Clegg: Never the best public speaker

Clegg pulls a surprising victory from the jaws of mediocrity

Clegg pulls a surprising victory from the jaws of mediocrity

Ian Dunt

Well it wasn't half as bad as I thought. My earlier prediction of Clegg's conference speech turned out to be pessimistic. I've never been terribly good at these things.

Well, we all bear our crosses. Clegg's is that he'll never make a great public speaker. He can't do passion. The tail-end of his crescendos tend to quiver and give up, as if he doesn't have confidence in the sentence. He can't do comedy either. His timing is all over the place. Between those two extremes, he's passable at best.

But the content itself was actually very good. The sections on the damage Lib Dems have taken was admirably – and necessarily – frank, although the paragraphs on tuition fees were much less of a 'mea culpa' than they first appeared. Clegg's argument was that the public was too stupid to understand that students would only pay back the fees after they started earning a certain amount. He's wrong. The public understood perfectly, just as they understood he'd signed a pledge not to vote for a rise in fees. It wasn't a PR problem. It was a matter of principle and of the suspicions people have about politicians, which often exist for very good and empirical reasons.

The advance extracts were the worst parts of the speech – a sure sign that the victories here came in sections that the press office found most questionable. The paragraphs on summer schools and riots were particularly terrible. But the strongest part featured a point he merely touched on: that the Lib Dems have a dual role in government – "to hold our coalition partners back and… to move the government forwards".

It’s this sort of specific, tactical approach to the achievements of government that will settle Lib Dem hearts. By being outspoken about the tactics and requirements in his new role, he implicitly keeps the Tories at arm's length and reassures his own party that any sacrifices being made are for concrete, clearly-understood reasons – not because they're being played by superior tacticians in Downing Street. This short sentence accomplished more than all the Huhne and Cable speeches attacking their coalition partners combined.

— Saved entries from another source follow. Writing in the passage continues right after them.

PR #928, opened 2023-04-19
Add ReadOnly property to CheckBoxList and CheckBoxListItem

johanpolak:
Here is my pull request which adds the ReadOnly property to the CheckBoxList and the CheckBoxListItem. Additionally I added a commit to set the tabindex of the single CheckBox to -1 if the CheckBox is ReadOnly.

I have a few remaining questions about this approach.
1. Should the method 'SelectAll' ignore read-only and disabled checkboxes in the list?
2. Should the method 'IsAllSelected' ignore read-only and disabled checkboxes in the list?
3. How to handle CheckBoxListItems which are gerenated through the data-property. The CheckBoxList has parameters for the TextProperty and a ValueProperty, should we add similar properties for Disabled and ReadOnly?

I look forward to your reaction.

### DIFF
--- a/Radzen.Blazor/RadzenCheckBox.razor
+++ b/Radzen.Blazor/RadzenCheckBox.razor
@@ -5,7 +5,7 @@
 @inherits FormComponent<TValue>
 @if (Visible)
 {
-    <div @ref="@Element" @attributes="Attributes" class="@GetCssClass()" @onkeypress=@OnKeyPress @onkeypress:preventDefault style="@Style" tabindex="@(Disabled ? "-1" : $"{TabIndex}")" id="@GetId()">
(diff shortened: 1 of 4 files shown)


enchev:
Thanks @johanpolak,

Here are my comments:
1. In my opinion SelectAll() should not touch any item if ReadOnly is set to true
2. This method should work with all items not matter if they are disabled or set as read-only
3. There are similar implementations in other components - i.e. DisabledProperty and you can check them to know how to implement such functionality in the CheckBoxList component.

enchev:
Hey @johanpolak,

I think that adding just an example below is good enough for now. If you need to set ReadOnly property for items coming from data you can always loop the data and set desired property for the CheckBoxList item:
image

johanpolak:
Hi @enchev,

Thanks for completing the pull request. The methods 'SelectAll' and 'IsAllSelected' have to be changed to ignore read-only / disabled CheckBoxListItems. Will you do this or shall I do it and create another pull request?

For the political geeks among us (basically you, if you’re reading this) the most interesting aspect was probably his relentless attack on Labour, including the line "never, ever trust Labour with our economy again". Clegg did the same thing with Gordon Brown before the 2010 election. He has a habit of burning his bridges in a way that is entirely alien to the Lib Dems who want the party to maintain "equidistance" from the Tories and Labour in case of a future hung parliament.

Has he gambled against Miliband staying leader, or is his heart simply on the right? Either way, the prospect of a Lib-Lab pact seems terribly remote while he's leader.